JRaspass commented Oct 1, 2022

From [email protected] on 2014-02-19 12:05:41
:

On Wed Feb 19 04:50:58 2014, [email protected] wrote:

As per the big_value.t file it seems that line 40 isn't about setting
something larger than 1MB (as this is on line 43) but about getting the
regular test value ($value = 'x' x THRESHOLD). Which seems rather identical
to the problem I experience.

Yup, you are right, I didn't check with the code. My final wild guess is that your server is too busy and memcached doesn't respond quite fast. Please set io_timeout parameter to zero to disable I/O timeout (default is 1 second), i.e.

my $memd_fast = Cache::Memcached::Fast->new ({ servers => [ 'localhost:11211' ],
max_size => 10000 * 1024,
io_timeout => 0,
});

If this won't solve the problem then it would be interesting to know the minimum item size that reveals the problem and also if this size is always the same or varies slightly. However I don't have any further ideas.

@JRaspass
Copy link
Owner Author

JRaspass commented Oct 1, 2022

From [email protected] on 2014-02-19 12:11:29
:

On Wed Feb 19 07:05:41 2014, KROKI wrote:

My final wild guess
is that your server is too busy and memcached doesn't respond quite
fast. Please set io_timeout parameter to zero to disable I/O timeout

Actually, by default close_on_error is enabled, so if it was a timeout issue the connetion would be closed. However from your memcached output I don't see close event for 604 at all, which is puzzling.

@JRaspass
Copy link
Owner Author

JRaspass commented Oct 1, 2022

From [email protected] on 2014-02-19 12:31:05
:

On 19 February 2014 12:11, Tomash Brechko via RT <
[email protected]> wrote:

<URL: https://rt.cpan.org/Ticket/Display.html?id=93140 >

On Wed Feb 19 07:05:41 2014, KROKI wrote:

My final wild guess
is that your server is too busy and memcached doesn't respond quite
fast. Please set io_timeout parameter to zero to disable I/O timeout

Actually, by default close_on_error is enabled, so if it was a timeout
issue the connetion would be closed. However from your memcached output I
don't see close event for 604 at all, which is puzzling.

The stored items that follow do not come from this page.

PR #372, opened 2023-03-29
Add column-first pattern selection

### LINKED ISSUE #93: Concrete Message Format Use Case to work for next meeting

### LINKED ISSUE #104: How do we handle and represent selection for a multi-select message?

### LINKED ISSUE #105: How do we support default case selection values in a multi-select message?

### LINKED ISSUE #106: How do we support multiple selection args (selectors) in a multi-select message?

### LINKED ISSUE #208: Case Selection - Design Document
This issue encapsulates the work done for Case Selection and may include more documentation.

Design Document : https://docs.google.com/document/d/1nT-_-ZMknbtKvUc9lR9v9esOGiXK-OOPwJv7Ccl-2EI/edit#heading=h.6x3fflpb0yjs

cc @mihnita  please expand description or any other information needed

Related issues:
Closes #93
Closes #99
Closes #104
Closes #105
Closes #106

Open PR's: 
#170

eemeli:
This is an attempt to explicitly document how case/variant selection happens with messages that have a `when` selector statement. The method presented here implements the "column-first" selection method that was agreed upon at the last meeting.

A JS implementation of the algorithm is available; see #369 for more information on that.

The overall intent is to minimally but sufficiently define selection, such that two implementations that use similar custom selector functions will make the same selection, when given the same input message and formatting context. In a number of places details are left for each implementation to fill in for themselves, as each may have a different internal representations of resolved and unresolved values and may perform value matching in different ways.

By necessity, the method definition needs to use more formal language than what we have so far in the spec. For that, I've borrowed some of the conventions of the TC39 spec and hope that it's sufficiently readable as is, without us needing separate definitions of e.g. what a "list" is.

- Closes #93
- Closes #104
- Closes #105
- Closes #106
- Closes #208
- See also #101
- See also #170
- See also #333
- See also #369

### DIFF
--- a/spec/formatting.md
+++ b/spec/formatting.md
@@ -43,7 +43,7 @@ Then, the remaining _variants_ are sorted lexicographically by key preference,
 with earlier _selectors_ having higher priority than later ones.
 Finally, the highest-sorted _variant_ is selected.
 
-This selecion method is defined in more detail below.
+This selection method is defined in more detail below.
 An implementation MAY use any pattern selection method,
 as long as its observable behaviour matches the results of the method defined here.
 
--- a/spec/formatting.md
+++ b/spec/formatting.md
@@ -19,6 +19,199 @@ the local variable takes precedence.
 It is an error for a local variable definition to
 refer to a local variable that's defined after it in the message.
 
+## Pattern Selection
+
+When formatting a message with one or more _selectors_,
+the _pattern_ of one of the _variants_ must be selected for formatting.
+
+When a message has a single _selector_,
+an implementation-defined method compares each key to the _selector_
+and determines which of the keys match, and in what order of preference.
+A catch-all key will always match, but is always the least preferred choice.
+During selection, the _variant_ with the best-matching key is selected.
+
+In a message with more than one _selector_,
+each _variant_ also has a corresponding number of keys.
+These correspond to _selectors_ by position.
+The same implementation-defined method as above is used to compare
+the corresponding key of each _variant_ to its _selector_,
+to determine which of the keys match, and in what order of preference.
+In order to select a single _variant_,
+the full list of _variants_ will need to be filtered and sorted.
+First, each _variant_ with a key that does not match its _selector_ is left out.
+Then, the remaining _variants_ are sorted lexicographically by key preference,
+with earlier _selectors_ having higher priority than later ones.
+Finally, the highest-sorted _variant_ is selected.
+
+This selecion method is defined in more detail below.
+An implementation MAY use any pattern selection method,
+as long as its observable behaviour matches the results of the method defined here.
+
+### Resolve Selectors
+
+First, resolve the values of each _selector_:
+
+1. Let `res` be a new empty list of resolved values that support selection.
+1. For each _expression_ `exp` of the message's _selectors_,
+   1. Let `rv` be the resolved value of `exp`.
+   1. If selection is supported for `rv`:
+      1. Append `rv` as the last element of the list `res`.
+   1. Else:
+      1. Let `nomatch` be a resolved value for which selection always fails.
+      1. Append `nomatch` as the last element of the list `res`.
+      1. Emit a Selection Error.
+
+The shape of the resolved values is determined by each implementation,
+along with the manner of determining their support for selection.
+
+### Resolve Preferences
+
+Next, using `res`, resolve the preferential order for all message keys:
+
+1. Let `pref` be a new empty list of lists of strings.
+1. For each index `i` in `res`:
+   1. Let `keys` be a new empty list of strings.
+   1. For each _variant_ `var` of the message:
+      1. Let `key` be the `var` key at position `i`.
+      1. If `key` is not the catch-all key `'*'`:
+         1. Let `ks` be the decoded value of `key`.
+         1. Append `ks` as the last element of the list `keys`.
+   1. Let `rv` be the resolved value at index `i` of `res`.
+   1. Let `matches` be the result of calling the method MatchSelectorKeys(`rv`, `keys`)
+   1. Append `matches` as the last element of the list `pref`.
+
+The method MatchSelectorKeys is determined by the implementation.
+It takes as arguments a resolved _selector_ value `rv` and a list of string keys `keys`,
+and returns a list of string keys in preferential order.
+The returned list must only contain unique elements of the input list `keys`,
+and it may be empty.
+The most preferred key is first, with the rest sorted by decreasing preference.
+
+### Filter Variants
+
+Then, using the preferential key orders `pref`,
+filter the list of _variants_ to the ones that match with some preference:
+
+1. Let `vars` be a new empty list of _variants_.
+1. For each _variant_ `var` of the message:
+   1. For each index `i` in `pref`:
+      1. Let `key` be the `var` key at position `i`.
+      1. If `key` is the catch-all key `'*'`:
+         1. Continue the inner loop on `pref`.
+      1. Let `ks` be the decoded value of `key`.
+      1. Let `matches` be the list of strings at index `i` of `pref`.
+      1. If `matches` includes `ks`:
+         1. Continue the inner loop on `pref`.
+      1. Else:
+         1. Continue the outer loop on message _variants_.
+   1. Append `var` as the last element of the list `vars`.
+
+### Sort Variants
+
+Finally, sort the list of variants `vars` and select the _pattern_:
+
+1. Let `sortable` be a new empty list of (integer, _variant_) tuples.
+1. For each _variant_ `var` of `vars`:
+   1. Let `tuple` be a new tuple (-1, `var`).
+   1. Append `tuple` as the last element of the list `sortable`.
+1. Let `len` be the integer count of items in `pref`.
+1. Let `i` be `len` - 1.
+1. While `i` >= 0:
+   1. Let `matches` be the list of strings at index `i` of `pref`.
+   1. Let `minpref` be the integer count of items in `matches`.
+   1. For each tuple `tuple` of `sortable`:
+      1. Let `matchpref` be an integer with the value `minpref`.
+      1. Let `key` be the `tuple` _variant_ key at position `i`.
+      1. If `key` is not the catch-all key `'*'`:
+         1. Let `ks` be the decoded value of `key`.
+         1. Let `matchpref` be the integer position of `ks` in `matches`.
+      1. Set the `tuple` integer value as `matchpref`.
+   1. Call the method SortVariants(`sortable`).
+   1. Set `i` to be `i` - 1.
+1. Let `var` be the _variant_ element of the first element of `sortable`.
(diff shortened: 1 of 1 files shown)


spec/formatting.md
```diff
@@ -19,6 +19,199 @@ the local variable takes precedence.
...
+with earlier _selectors_ having higher priority than later ones.
+Finally, the highest-sorted _variant_ is selected.
+
+This selecion method is defined in more detail below.
+An implementation MAY use any pattern selection method,
+as long as its observable behaviour matches the results of the method defined here.
+
+### Resolve Selectors
+
+First, resolve the values of each _selector_:
```
aphillips, line 52: I don't understand this? What are the "values" of a _selector_?

I think a _selector_ has two inputs: an _expression_ (either a variable or a literal) and a list of keys. Resolving the "value" of the _expression_ seems to be early-binding in a way that isn't required to implement the spec. Or is "value" something else?

spec/formatting.md
```diff
@@ -19,6 +19,199 @@ the local variable takes precedence.
...
+      1. Let `nomatch` be a resolved value for which selection always fails.
+      1. Append `nomatch` as the last element of the list `res`.
+      1. Emit a Selection Error.
+
+The shape of the resolved values is determined by each implementation,
+along with the manner of determining their support for selection.
+
+### Resolve Preferences
+
+Next, using `res`, resolve the preferential order for all message keys:
```
aphillips, line 69: what does "preferential order" mean here? Can you clarify what you mean?

I think you're asking the selector to resolve all possible values in their preferred order. This is fine for a selector with an enumerated set of values (like plural rules), but limiting for implementations that might be somewhat dynamic (like plural explicit values, where the infinite set of numbers might be valid key values)

spec/formatting.md
```diff
@@ -19,6 +19,199 @@ the local variable takes precedence.
...
+   1. Let `rv` be the resolved value at index `i` of `res`.
+   1. Let `matches` be the result of calling the method MatchSelectorKeys(`rv`, `keys`)
+   1. Append `matches` as the last element of the list `pref`.
+
+The method MatchSelectorKeys is determined by the implementation.
+It takes as arguments a resolved _selector_ value `rv` and a list of string keys `keys`,
+and returns a list of string keys in preferential order.
+The returned list must only contain unique elements of the input list `keys`,
+and it may be empty.
+The most preferred key is first, with the rest sorted by decreasing preference.
```
aphillips, line 88: I think this might be phrased oddly?

As I noted above, I'd rather think of the _selector_ as having the burden of matching, not "the implementation"

spec/formatting.md
```diff
@@ -19,6 +19,199 @@ the local variable takes precedence.
...
+
+The method SortVariants is determined by the implementation.
+It takes as an argument a `sortable` list of (integer, _variant_) tuples,
+which it modifies in place using some stable sorting algorithm.
+The method does not return anything.
+The list is sorted according to the tuple's first integer element,
+such that a lower number is sorted before a higher one,
+and entries that have the same number retain their order.
+
+### Examples
```
aphillips, line 142: Can you write an example with plural? This example is nice for its simplicity, but the 👿 is in the details (as they say). Showing `when 1` and `when one` and `when *` together would make this clearer to me. Perhaps that can be an *additional* example?

aphillips (changes requested):
I'm struggling to understand this algorithm, partially for wording reasons and partially because I think that you and I think about matching differently. This seems to do what I think it should do, but may (as noted in my comments) restrict how selectors can be implemented or might have some quirks with unbounded value spaces. Have a look and see what you think.

spec/formatting.md
```diff
@@ -19,6 +19,199 @@ the local variable takes precedence.
...
+When formatting a message with one or more _selectors_,
+the _pattern_ of one of the _variants_ must be selected for formatting.
+
+When a message has a single _selector_,
+an implementation-defined method compares each key to the _selector_
+and determines which of the keys match, and in what order of preference.
+A catch-all key will always match, but is always the least preferred choice.
+During selection, the _variant_ with the best-matching key is selected.
+
+In a message with more than one _selector_,
```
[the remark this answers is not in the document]
eemeli: The intent with these paragraphs is to provide an easier-to-understand but accurate representation of the selection method than what's detailed in the subsequent sections. The split into two cases (N=1, then N>1) is intended to first explain the more common and more straightforward situation, before extending to the more complex.

> I think it is clearer to think of a _selector_ as a function. Then one can describe single-select and the later mulitple-select more generically.

To me, this doesn't quite match with our current [definition](https://github.com/unicode-org/message-format-wg/blob/main/spec/syntax.md#selectors) of the word:
> A **_selector_** is a statement containing one or more expressions which will be used to choose one of the _variants_ during formatting.

If accepted, this is modified by PR #371 to read:
> A `match` statement contains one or more **_selectors_** which will be used to choose one of the _variants_ during formatting.

I read this as describing a _selector_ primarily as a data structure rather than a function, which means that until we actually define such a function or other construct, we can't use it for further explanations.

> I think the single-vs-multiple is a red herring as well: they should work identically.

They do work identically; it's just that with only one we don't need to combine multiple preference orders, which is the main source of our complexity here.

spec/formatting.md
eemeli: Happy to play with the semantics here, but what I intend the "resolved value" here to mean is probably pretty close to your understanding of a _selector_ as a function. For example, let's say that we start from the following syntax representation of a selector:
```
{$count :plural minimumFractionDigits=2}
```
This may be parsed e.g. into the following data model representation, which we can still claim to represent the _selector_:
```js
{
  type: 'expression',
  name: 'plural',
  operand: { type: 'variable', name: 'count' },
  options: [
    { name: 'minimumFractionDigits', value: { type: 'nmtoken', value: '2' } }
  ]
}
```
For the sake of simplicity, let's say that `$count` may resolve to an externally provided integer value `42`. With that, the resolution could in practice be done by calling the handler for `:plural` that's defined in our registry:
```js
let rv = pluralHandler(42, { minimumFractionDigits: '2'})
```
The important bit here is that `rv` doesn't need to be a concrete formatted value like `'42.00'`, but it could be something like:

The server has beefy specs and is otherwise idling, and the same behaviour
was witnessed when client and server was run on my local machine which
again is beefy and not overloaded at all.

I've re-run the same script but with only the data_short set and gets and
the C::M::F get connection does close but later in time:
<604 new auto-negotiating client connection
604: Client using the ascii protocol
<604 set data_short 0 0 1024

604 STORED
<604 get data_short
604 sending key data_short
604 END
<612 new auto-negotiating client connection
612: Client using the ascii protocol
<612 get data_short
612 sending key data_short
612 END
<612 connection closed.
<604 connection closed.

Running the Memcached server in -vvv I can see rows and rows of:
604: going from conn_read to conn_waiting
604: going from conn_waiting to conn_read
604: going from conn_read to conn_waiting
604: going from conn_waiting to conn_read
604: going from conn_read to conn_waiting
604: going from conn_waiting to conn_read
604: going from conn_read to conn_waiting
604: going from conn_waiting to conn_read
604: going from conn_read to conn_waiting

Which probably explains why the data isn't returned and C::M::F connection
isn't closed in a timely fashion?

Thanks,
Damien

@JRaspass
Copy link
Owner Author

JRaspass commented Oct 1, 2022

From [email protected] on 2014-02-19 13:35:18
:

On Wed Feb 19 07:31:05 2014, [email protected] wrote:

I've re-run the same script but with only the data_short set and gets and
the C::M::F get connection does close but later in time:
...
<612 connection closed.
<604 connection closed.

I wonder how later the close of 604 happens, simply being after 612 is OK, any delay makes me think of io_timeout.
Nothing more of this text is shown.